- Education: Trinity College, Kandy University of Peradeniya University of Birmingham University of Minnesota
- Occupation: Professor of Surgery
- Employer: University of Kelaniya
- Title: Professor

= Kemal Deen =

Professor Kemal Deen is a Sri Lankan academic surgeon, and a consultant in GastroIntestinal Surgery. He is the Senior Professor of Surgery at the University of Kelaniya Medical School, Sri Lanka. He is a founder professor of the Department of Surgery and previously, he held the position of the head of Department of Surgery from 1998 to 2003. His academic degrees are MBBS (Peradeniya); MD (Birmingham); MS (Colombo); FRCS (Glasgow). In 2014, he was elected as the president elect for The College of Surgeons of Sri Lanka.

==Education==
Deen was educated at Trinity College, Kandy, where he won sport colours in athletics and the Trinity Lion in rugby scoring the winning try in the Bradby Shield Encounter against Royal in 1976.
He subsequently entered the University of Peradeniya in 1977 from where he obtained a Bachelor of Medicine and Bachelor of Surgery degree.

He later obtained a postgraduate Doctor of Medicine from the University of Birmingham in 1993 and the Fellowship of the Royal College of Surgeons. He also trained in the USA as a Fellow at Mayo Clinic and the University of Minnesota Medical School.

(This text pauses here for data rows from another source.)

PR #493, opened 2021-09-07
spotify logging

DanielW1987:
On local machine I have the following output during spotify connect:

```
2021-09-07 15:36:06,506 [http-nio-8080-exec-10] INFO  r.m.c.l.SpotifyRequestLoggingFilter - GET /settings/spotify-synchronization, client=0:0:0:0:0:0:0:1, session=B4C588DA7FC7873FFD637993C4DA637F, user=Administrator] 
2021-09-07 15:36:06,580 [http-nio-8080-exec-2] INFO  r.m.c.logging.RestRequestLoggingFilter - GET /rest/v1/oauth/spotify-user, client=0:0:0:0:0:0:0:1, session=B4C588DA7FC7873FFD637993C4DA637F, user=Administrator] 
```

The one with query parameter is not logged as it is not handled by one of our mvc controller. 

So, in prod we may should see the query params there.

### DIFF
--- a/webapp/src/main/java/rocks/metaldetector/config/logging/SpotifyRequestLoggingFilter.java
+++ b/webapp/src/main/java/rocks/metaldetector/config/logging/SpotifyRequestLoggingFilter.java
@@ -1,0 +1,37 @@
+package rocks.metaldetector.config.logging;
+
+import com.fasterxml.jackson.core.JsonProcessingException;
+import org.springframework.web.filter.CommonsRequestLoggingFilter;
+import rocks.metaldetector.support.Endpoints;
+import rocks.metaldetector.support.infrastructure.WithSensitiveDataRemover;
+
+import javax.servlet.http.HttpServletRequest;
+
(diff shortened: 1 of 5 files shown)


webapp/src/main/java/rocks/metaldetector/config/logging/SpotifyRequestLoggingFilter.java
```diff
@@ -0,0 +1,37 @@
...
+import javax.servlet.http.HttpServletRequest;
+
+public class SpotifyRequestLoggingFilter extends CommonsRequestLoggingFilter implements WithSensitiveDataRemover {
+
+  SpotifyRequestLoggingFilter() {
+    super.setIncludeQueryString(true);
+    super.setIncludePayload(true);
+    super.setIncludeClientInfo(true);
+    super.setMaxPayloadLength(10000);
+    super.setIncludeHeaders(false);
```
hedgehog1833, line 17: Maybe set this to true too?

hedgehog1833 (approved):

PR #498, opened 2021-09-11
Remove csp

hedgehog1833:


hedgehog1833:
[Remove csp stuff from spring boot application and use nginx for that](https://trello.com/c/pHw5Vngt/392-remove-csp-stuff-from-spring-boot-application-and-use-nginx-for-that)

DanielW1987 (approved):

PR #502, opened 2021-09-17
Fix 404 error log in client when spotify auth was not found

hedgehog1833:


hedgehog1833:
[do not log missing spotify auth as error in client](https://trello.com/c/J4MmrOgu/388-do-not-log-missing-spotify-auth-as-error-in-client)

DanielW1987 (approved):

PR #507, opened 2021-09-23
Customize oauth login request to get refresh token from google

hedgehog1833:
Google doesn't send a refresh token by default, these additional parameters are needed. So now "remember me" works, as the refresh token is automatically used to get a new token if the old one expired.


hedgehog1833:
[Remember-me for OAuth User](https://trello.com/c/wy1J8ICm/344-remember-me-for-oauth-user)

DanielW1987 (approved):

PR #509, opened 2021-09-23
reponsive release page

DanielW1987:
Here it is, finally.
Would be good if you could test something too.


DanielW1987:
[Responsive Release Page](https://trello.com/c/FMy75L77/359-responsive-release-page)

hedgehog1833 (approved):
This looks amazing ❤️ 
Just a few things that can also be done later:
- The menu on the left (releases, blog etc.) and the filter menu on the releases page seem to work differently. It is possible to remove the new filter menu per click next to the menu but not the old one. This could be unified.
- I think we should have a "back to defaults" button for the filters.
- On my local testing I didn't see images on my phone, but I guess this is something with my local setup 🤔

PR #523, opened 2021-11-06
Users with expired tokens are cleaned up every night 

hedgehog1833:
I also build an endpoint to trigger this from the admin area but I had some weird behaviors locally where it seemed like the wrong user was deleted (in admin area **and** database) until I restarted the application. This did not occur when the scheduler ran the job. I will test this a bit more before adding the endpoint. 
Currently the jobs runs once per night.


hedgehog1833:
[Cleanup users with expired tokens](https://trello.com/c/WlFZUkGZ/407-cleanup-users-with-expired-tokens)

hedgehog1833:
Found the issue: my query was not correct. I joined users to tokens but had to join tokens to users. Now everything also works fine with the endpoint triggered from the admin area.

webapp/src/test/java/rocks/metaldetector/web/controller/rest/CleanupRestControllerIT.java
```diff
@@ -0,0 +1,47 @@
...
+    @DisplayName("Administrator is allowed to POST on endpoint " + CLEANUP + "'")
+    @WithMockUser(roles = "ADMINISTRATOR")
+    void admin_is_allowed_to_cleanup() throws Exception {
+      mockMvc.perform(post(CLEANUP))
+              .andExpect(status().isOk());
+    }
+  }
+
+  @Nested
+  @DisplayName("Users is not allowed to send requests to all endpoints")
```
DanielW1987, line 36:
```suggestion
  @DisplayName("User is not allowed to send requests to all endpoints")
```

DanielW1987 (commented):
Maybe only cleanup is a little bit to generic.

What do you think about 'registration cleanup'?

persistence/src/main/java/rocks/metaldetector/persistence/domain/user/UserRepository.java
```diff
@@ -21,4 +22,7 @@
 
   @Query("select case when count(u) > 0 then true else false end from users u where dtype = 'native_users' and u.username = :username")
   boolean existsByUsername(@Param("username")String username);
+
+  @Query(value = "select * from users as u left join tokens as t on u.id = t.users_id where t.expiration_date_time < NOW() and t.token_type = 'EMAIL_VERIFICATION'", nativeQuery = true)
```
DanielW1987, line 26: why not an inner join?

hedgehog1833: Good question, fixed it.

DanielW1987 (approved):

PR #535, opened 2021-11-24
Fix ci job for dependabot

hedgehog1833:
The first ci run in dependabot PRs currently always fails. This fixes that :)


DanielW1987 (approved):
Were there any updates to GitHub or why was this necessary?

PR #569, opened 2022-01-10
Fixes the usage of oauth clients for scheduled tasks

hedgehog1833:
This turned out to be way more work than I first thought 😓 
Context: since we are using oauth, the notifications are not working anymore. There was an Exception in the ButlerInterceptor because the authentication is null. That is because scheduled tasks are not authenticated. To fix that I now manually set an anonymous user for the scheduled notification tasks. Then everything failed because Spring Security needs a ServletRequest to fetch a new authentication token (for whatever reasons) which also is not available in a task that is scheduled by Spring. To fix that I needed to add the new implementation of the OAuth2AuthorizedClientManager which was designed specifically for this purpose and only has to be used for these scheduled requests. To achieve that, I check if the current thread is scheduled by checking the thread name, which we prefix in the Config of the TaskScheduler. I don't know if there is a more elegant way to find out if a task is scheduled, but this works.

### DIFF
--- a/support/src/main/java/rocks/metaldetector/support/infrastructure/ApacheHttpClientConfig.java
+++ b/support/src/main/java/rocks/metaldetector/support/infrastructure/ApacheHttpClientConfig.java
@@ -17,7 +17,6 @@ import org.springframework.beans.factory.annotation.Value;
 import org.springframework.context.annotation.Bean;
 import org.springframework.context.annotation.Configuration;
 import org.springframework.scheduling.TaskScheduler;
-import org.springframework.scheduling.annotation.EnableScheduling;
 import org.springframework.scheduling.annotation.Scheduled;
 import org.springframework.scheduling.concurrent.ThreadPoolTaskScheduler;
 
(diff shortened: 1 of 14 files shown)


support/src/main/java/rocks/metaldetector/support/infrastructure/ApacheHttpClientConfig.java
```diff
@@ -26,10 +25,10 @@
 import static java.util.concurrent.TimeUnit.MINUTES;
 
 @Configuration
-@EnableScheduling
 @Slf4j
 public class ApacheHttpClientConfig {
 
+  public static final String SCHEDULED_TASK_NAME_PREFIX = "threadPoolTaskScheduler";
```
DanielW1987, line 31: you have ignored the LucaNet indentation :D

webapp/src/main/java/rocks/metaldetector/service/notification/messaging/NotificationReleaseCollector.java
```diff
@@ -34,12 +36,10 @@
 
     if (!followedArtistNames.isEmpty()) {
       var now = LocalDate.now();
-      upcomingReleases = releaseService.findAllReleases(followedArtistNames, new TimeRange(now, now.plusWeeks(frequency))).stream()
-          .filter(release -> release.getState().equals(RELEASE_STATE_OK))
+      upcomingReleases = findReleases(followedArtistNames, new TimeRange(now, now.plusWeeks(frequency))).stream()
```
DanielW1987, line 39: I don't understand why the check for the release state was thrown out here. With this we potentially have duplicates in the notifications again.

hedgehog1833: Because I call the User-Endpoint on the Butler now. Before the admin endpoint was called and that one gives all releases. The user endpoint only gives state ok!

DanielW1987: fetchimage

DanielW1987 (approved):

PR #570, opened 2022-01-11
Add new envs to docker compose

hedgehog1833:
This is a bit annoying... One more reason to have a frontend to administrate the clients.


DanielW1987 (approved):
ah sorry, its the docker-compose.

PR #607, opened 2022-02-23
pin version for auth service

DanielW1987:


hedgehog1833:
Maybe you should add an tag for the butler image too? There is also no latest anymore

PR #625, opened 2022-03-05
Remove TokenEntity and everything related

hedgehog1833:
I removed the TokenEntity and everything related as discussed. Please take a look at the new logic for removing expired users: I now check if there were ever any changes to the user (created_date = last_modified_date), if the user is still disabled (should be redundant but to be sure 🤷‍♂️) and if it is older than 10 days (the lifetime of the token).


persistence/src/main/java/rocks/metaldetector/persistence/domain/user/UserRepository.java
```diff
@@ -21,8 +21,10 @@
   boolean existsByEmail(String email);
 
   @Query("select case when count(u) > 0 then true else false end from users u where dtype = 'native_users' and u.username = :username")
-  boolean existsByUsername(@Param("username")String username);
+  boolean existsByUsername(@Param("username") String username);
 
-  @Query(value = "select * from users as u inner join tokens as t on u.id = t.users_id where t.expiration_date_time < NOW() and t.token_type = 'EMAIL_VERIFICATION'", nativeQuery = true)
-  List<AbstractUserEntity> findAllWithExpiredToken();
+  // todo NilsD umbauen auf nicht-aktiviert und erstellungsdatum
+//  @Query(value = "select * from users as u inner join tokens as t on u.id = t.users_id where t.expiration_date_time < NOW() and t.token_type = 'EMAIL_VERIFICATION'", nativeQuery = true)
```
DanielW1987, line 27: what about this todo?

webapp/src/main/java/rocks/metaldetector/service/user/UserServiceImpl.java
```diff
@@ -172,55 +170,27 @@ public UserDto getCurrentUser() {
...
       throw new TokenExpiredException();
     }
 
-    UserEntity userEntity = tokenEntity.getUser();
+    // get user from token
+    UserEntity userEntity = (UserEntity) userRepository.findByPublicId(claims.getSubject())
+        .orElseThrow(() -> new ResourceNotFoundException(USER_WITH_ID_NOT_FOUND.toDisplayString()));
 
-    // 4. set new password
+    // set new password
```
DanielW1987, line 191: Doesn't look quite round to me yet, that in `TokenServiceImpl` the registration token is checked and in `UserServiceImpl` the password reset token. 

This should happen at least in one service. I don't really care in which one, probably in `UserServiceImpl`. 

Maybe you could also build an own method to extract the user from the token, something like:

```java
private UserEntity extractUserFromToken(String tokenString) {
  var claims = jwtsSupport.getClaims(tokenString);

  if (claims.getExpiration().before(new Date())) {
      throw new TokenExpiredException();
  }

  return (UserEntity) userRepository.findByPublicId(claims.getSubject())
        .orElseThrow(() -> new ResourceNotFoundException(USER_WITH_ID_NOT_FOUND.toDisplayString()));
}
```

webapp/src/test/java/rocks/metaldetector/service/cleanup/RegistrationCleanupServiceImplTest.java
```diff
@@ -1,112 +1,92 @@
...
+//  private NotificationConfigRepository notificationConfigRepository;
+//
+//  @InjectMocks
+//  private RegistrationCleanupServiceImpl underTest;
+//
+//  @AfterEach
+//  void tearDown() {
+//    reset(userRepository, notificationConfigRepository);
+//  }
+//
```
DanielW1987, line 40: Do we still need this test class?

persistence/src/main/java/rocks/metaldetector/persistence/domain/user/UserRepository.java
hedgehog1833: Done, just forgot to remove comment and old line.

webapp/src/test/java/rocks/metaldetector/service/cleanup/RegistrationCleanupServiceImplTest.java
hedgehog1833: Jep, no clue why I commented this... Guess I just forgot about it.

webapp/src/main/java/rocks/metaldetector/service/user/UserServiceImpl.java
hedgehog1833: I moved the `verifyEmailToken` method back to the UserService to have the check only there. The TokenService still needs the jwtsSupport to get the public user id, but I think that's okay as it is a slightly different use case.

DanielW1987 (approved):

PR #704, opened 2022-05-21
Update rest-assured and thymeleaf dialect (groovy 4)

hedgehog1833:


build.gradle.kts
```diff
@@ -1,22 +1,20 @@
...
-  "org.junit" to libs.versions.junit.get()
+    "org.springframework" to libs.versions.spring.get(),
+    "org.springframework.security" to libs.versions.springSecurity.get(),
+    "org.springframework.boot" to libs.versions.springBoot.get(),
+    "com.fasterxml.jackson.core" to libs.versions.jackson.get(),
+    "com.fasterxml.jackson.datatype" to libs.versions.jackson.get(),
+    "com.fasterxml.jackson.module" to libs.versions.jackson.get(),
+    "org.mockito" to libs.versions.mockito.get(),
+    "org.junit.jupiter" to libs.versions.junit.get(),
+    "org.apache.groovy" to "4.0.2"
```
DanielW1987, line 17: Why do we need Groovy here instead of junit?

hedgehog1833: "org.junit" was junit4, which we don't use anymore. We need groovy here because rest-assured and the thymeleaf dialect use different version of groovy 4 (4.0.0 and 4.0.1). So deleting org.junit was a cleanup and adding groovy was necesssary to update the two dependencies.

hedgehog1833: org.junit.jupiter (=junit5) is still in there in line 16

DanielW1987 (approved):

PR #40836, opened 2025-10-21
Document global debug.json usage and fix REPL error copy

### LINKED ISSUE #40207: `copy` button(s) do not work in REPL interactive mode
### Summary

`copy` button for REPL errors does not work

### Description
using an interactive python REPL with a content like:
```python
# %%
import sys

print("std")
print("err", file=sys.stderr)
not_existing
```
would produce an error (as `not_existing` is undefined) and the output is split into two sections, stdout+stderr where the copy button works, and a second section where the `NameError:` is shown and where both the `copy` and `open REPL Output` buttons have no effect.

DESCRIPTION_HERE

Steps to reproduce:
1. start a REPL in the editor (with content as above)
2. execute
3. try to copy the stderr+stdout - works
4. try to copy the error - nothing happens (see the second copy button in the attached screenshot)

recent 0.207.4 - but I believe it never actually worked

Image

mohin-io:
﻿## Overview
- document how to keep a per-user debug.json so global launch tasks show up everywhere (Fixes #39849)
- sanitize REPL terminal text before copying so error blocks can be copied and opened in buffers (Fixes #40207)

## Design Decisions
- reused the existing user debug file (paths::debug_scenarios_file) and pointed docs at the zed::OpenDebugTasks command to stay aligned with the settings UX
- extract a sanitize helper inside TerminalOutput::full_text to strip \r/null padding while keeping indentation intact, then join the cleaned lines so clipboard and buffers get readable text

## Testing
- Not run (cargo is unavailable in this environment)

Fixes #39849.
Fixes #40207.

### DIFF
--- a/crates/repl/src/outputs/plain.rs
+++ b/crates/repl/src/outputs/plain.rs
@@ -198,7 +198,16 @@ impl TerminalOutput {
     }
 
     fn full_text(&self) -> String {
-        let mut full_text = String::new();
+        fn sanitize(mut line: String) -> Option<String> {
+            line.retain(|ch| ch != '\u{0}' && ch != '\r');
+            if line.trim().is_empty() {
+                return None;
+            }
+            let trimmed = line.trim_end_matches([' ', '\t']);
+            Some(trimmed.to_owned())
+        }
+
+        let mut lines = Vec::new();
 
         // Get the total number of lines, including history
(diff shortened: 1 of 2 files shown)


mohin-io:
@cla-bot check

rgbkrk (approved):

PR #39884, opened 2025-10-09
Add comment language injection for supported languages

thedadams:
Release Notes:

- Added comment language injections for builtin languages. This enables highlighting of `TODO`s and similar notes with the comment extension installed.

PR #40842, opened 2025-10-22
Add comment injections for gowork and gomod

thedadams:
Release Notes:

- Add comment injections for go.mod and go.work


thedadams:
I missed these in this PR: https://github.com/zed-industries/zed/pull/39884

ConradIrwin:
Thanks!

PR #40846, opened 2025-10-22
collab: Pin sea-orm-macro crate version together with sea-orm

Be-ing:
Currently running `cargo update` on Zed will break the collab crate because the versions of sea-orm and sea-orm-macros will not match. This results in a bunch of noisy warnings from rust-analyzer.

Release Notes:

- N/A

### DIFF
--- a/Cargo.lock
+++ b/Cargo.lock
@@ -3392,6 +3392,7 @@ dependencies = [
  "rpc",
  "scrypt",
  "sea-orm",
+ "sea-orm-macros",
  "semantic_version",
  "semver",
  "serde",
--- a/Cargo.toml
+++ b/Cargo.toml
@@ -900,4 +900,5 @@ ignored = [
     "serde",
     "component",
     "documented",
+    "sea-orm-macros",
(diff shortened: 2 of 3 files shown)


maxdeviant:
> Currently running `cargo update` on Zed

Is there a reason we need to run an unscoped `cargo update` on Zed?

Be-ing:
> Is there a reason we need to run an unscoped cargo update on Zed?

I did this while working on a branch and got very confused why >300 errors spammed rust-analyzer's errors & warnings for a crate I wasn't working on.

Be-ing:
For more context, on my branch I am editing the Cargo.toml of multiple crates. Thus doing `cargo update` for the whole workspace seemed appropriate. That breaking a crate I wasn't working on was puzzling.

Veykril:
Given we already pin sea-arm I do agree we should be pinning the macros crate as well. Technically just adding a new dependency could cause cargo to try bumping things iirc. So this seems like a good idea to me here

PR #40858, opened 2025-10-22
agent_ui: Remove ellipses from some menu entries

lidm0707:
image

This PR fixes inconsistent use of trailing ellipsis (…) in the MCP Server menu. This change removes unnecessary ellipses to align with standard UI/UX conventions used across Zed’s menus.

Release Notes:

- N/A

### DIFF
--- a/crates/agent_ui/src/agent_panel.rs
+++ b/crates/agent_ui/src/agent_panel.rs
@@ -1660,11 +1660,11 @@ impl AgentPanel {
                                     id: None,
                                 }),
                             )
-                            .action("Add Custom Server…", Box::new(AddContextServer))
+                            .action("Add Custom Server", Box::new(AddContextServer))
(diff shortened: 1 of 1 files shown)


lidm0707:
@cla-bot check

lidm0707:
@cla-bot check

danilo-leal (approved):
Thank you! I actually added the ellipsis back in the "Add Custom Server" item, though. I think that corresponds well with how both [Apple](https://developer.apple.com/design/human-interface-guidelines/menus#labels) and [Microsoft](https://learn.microsoft.com/en-us/windows/win32/uxguide/cmd-menus#using-ellipses) think about adding them; that item in particular deservers an ellipsis I think because it does not _fire_ an action until you actually configure the custom server. It's somewhat similar to the Print example in MS's docs.

PR #40871, opened 2025-10-22
Fix unfinished chat being stopped when switching to another chat (concurrent chat)

wzulfikar:
Closes #40790

Release Notes:

- Fixed chat generation gets stopped when switching to other chat

**Preview**

1. Send a message in new chat, then switch to another chat (or create a new chat)
2. Write another message in a new chat, then quickly switch to another chat again
3. Now switch back and forth between those chats. You'll see that it's still generating like usual.

With this PR, the chat completion flow will still continue in background. Aside from seeing the chat progress when you switch back and forth, you'll also notice at 00:16 in the preview video below, the chat title is updated from `New Thread` to `Code for Updating Title in ACP Thread`.

https://github.com/user-attachments/assets/47992019-2bb3-4a9a-b94e-17c16db146c4

Disclaimer: I used Claude Sonnet 4.5 to help with understanding the codebase


wzulfikar:
@cla-bot check

crates/agent_ui/src/agent_panel.rs
```diff
@@ -844,19 +853,95 @@ impl AgentPanel {
...
-                        summarize_thread,
-                        workspace.clone(),
-                        project,
-                        this.history_store.clone(),
-                        this.prompt_store.clone(),
-                        window,
-                        cx,
-                    )
-                });
+                // Check thread view cache first to continue chat completion
```
wzulfikar, line 894: This is the main part to enable concurrent chat. In nutshell, we move the thread view into DetachedThread before switching to different chat so it's not disposed. And when we switch back to that unfinished chat, we're loading the view from it (thus the progress continues) instead of creating a new AcpThreadView.

wzulfikar:
I think this should be it, and seems to work well in my local zed. Ready for review!

dinocosta:
Thank you for attempting to improve on this @wzulfikar !

I'm probably not the best person to review this, so I'll wait for someone more familiar with this part of the codebase, but I tested your changes a bit and I believe we'll also need to update how Agent's Notifications are handled, as the "View Panel" button currently simply opens the `AgentPanel`. We might need to update `AgentNotificationEvent::Accepted` with the agent thread's identifier, so that the notification can open the correct thread when "View Panel" is clicked 👍

wzulfikar:
Thanks for checking, and yes, that's a great idea! Looks like I'll need to update the `AgentNotification` since it doesn't have a way to carry payload like thread id. Not sure if the change for this agent notification should be included in current PR or separately tho. Will leave this here for now.

https://github.com/zed-industries/zed/blob/a64661086f8a2bb50868fbbe990c27c8e948d0ba/crates/agent_ui/src/acp/thread_view.rs#L4620-L4628

image

wzulfikar:
Pushed commits to handle opening relevant thread. Also renamed "View Panel" to "View Thread" since we're opening a specific thread now.

https://github.com/user-attachments/assets/f6cad3e2-26d7-40bd-980a-2ab91f1ed67f

I think, what can be handled separately (i.e. different PR) is how to show multiple agent notifications. From my test, when we have multiple chats that are completing in background, zed will still only show 1 notification.

benbrandt:
@wzulfikar thanks for taking the time to look into this. However, I think we need to handle concurrent chats at a deeper level before offering this. We need to finish some design work on our end before we can accept a change around this.

wzulfikar:
Understandable, thank you!

MRiabov:
Just as a note: this keeps me using Windsurf for now. I think others too.

I suggest looking at how Windsurf/Cursor did this, it convenient and they had multiple iterations.

wzulfikar:
Yes, it's a bit of pain point for me too. If you don't mind building zed locally, you definitely can keep using it with concurrent chat or whatever tweaks you want. That's what I'm doing for now (repo [here](https://github.com/wzulfikar/zed/pulls?q=is%3Apr+is%3Aclosed)), and will go back to mainstream zed once it's added :)

PR #40882, opened 2025-10-22
Accelerate agent tests with SIMD instructions

c410-f3r:
Fix 4 TODOs

Uses a not-great/not-terrible but much safer SIMD macro that hints the compiler about the intended width.

https://godbolt.org/z/6n4xh7sT4 shows the usage of `AVX512` registers in `x86-64-v4` with ~4x instructions, which shouldn't be a problem in modern platforms. My local `x86-64-v2` machine rendered a ~2x improvement in a micro benchmarks.

```
# Before
test blit_rgba32_to_rgb24 ... bench:   4,784,195.90 ns/iter (+/- 104,752.15)

# After
test blit_rgba32_to_rgb24 ... bench:   2,264,071.70 ns/iter (+/- 167,212.39)
```

### DIFF
--- a/crates/agent/src/agent.rs
+++ b/crates/agent/src/agent.rs
@@ -1,3 +1,6 @@
+#[macro_use]
+mod macros;
+
 mod db;
 mod edit_agent;
 mod history_store;
--- a/crates/agent/src/edit_agent/evals/fixtures/from_pixels_constructor/before.rs
+++ b/crates/agent/src/edit_agent/evals/fixtures/from_pixels_constructor/before.rs
@@ -293,10 +293,21 @@ struct BlitRgb24ToA8;
 impl Blit for BlitRgb24ToA8 {
     #[inline]
     fn blit(dest: &mut [u8], src: &[u8]) {
-        // TODO(pcwalton): SIMD.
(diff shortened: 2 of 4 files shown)


benbrandt:
These are fixture files for the evals and aren't actually run.

c410-f3r:
But they eventually will, right? If not, please consider reviewing the ~400 TODOs to avoid this situation in the future as well as bit rot.

For what it is worth, the provided macro can also used in any other place that requires acceleration.

benbrandt:
They are provided as code examples for the agent to edit. This is not code meant to run as part of Zed but fixtures for the agent to make edits and we can evaluate the output of

benbrandt:
This is meant to be "real" code, unoptimized with todos and all to provide a realistic starting point for evaluation of agent performance. 

Hence it is actually a desire that it not be "perfect"

c410-f3r:
I see, well that is unfortunate. Thanks for the information.

benbrandt:
If you ever have any questions before implementing a PR please feel free to reach out ahead of time! That way your optimizations can hopefully go towards the large portions of the codebase that can actually benefit from it 😁 appreciate the effort!

PR #40883, opened 2025-10-22
crashes: Avoid crash handler on detached threads

nia-e:
Set a TLS bit to skip invoking the crash handler when a detached thread panics.

cc @P1n3appl3 - is this at odds with what we need the crash handler to do?

May close(?) #39289, cannot repro without a nightly build

Release Notes:

- Fixed extension panics crashing Zed on Linux

### DIFF
--- a/Cargo.lock
+++ b/Cargo.lock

==Educational and Professional work==
Deen was appointed Professor of Surgery in the University of Kelaniya and together with Janaka de Silva, was a part of the concept-planning team which brought liver transplantation to Sri Lanka.
He has published several books and research papers in peer reviewed journals.

== Honours==
Deen is a Fellow of the Royal College of Surgeons London, a Member of American Society of Colon and Rectal Surgery, a Fellow of the National Academy of Science –Sri Lanka, a Fellow of the Association of Colon and Rectal Surgeons –India, a Fellow of the Pakistan Society of Clinical Oncology – Pakistan.
Deen holds visiting professorships at The Tata Memorial Cancer Centre- Mumbai, India, The Islamic International Medical university, The Christian Medical College, Vellore, India and The International Medical University, Seremban, Malaysia.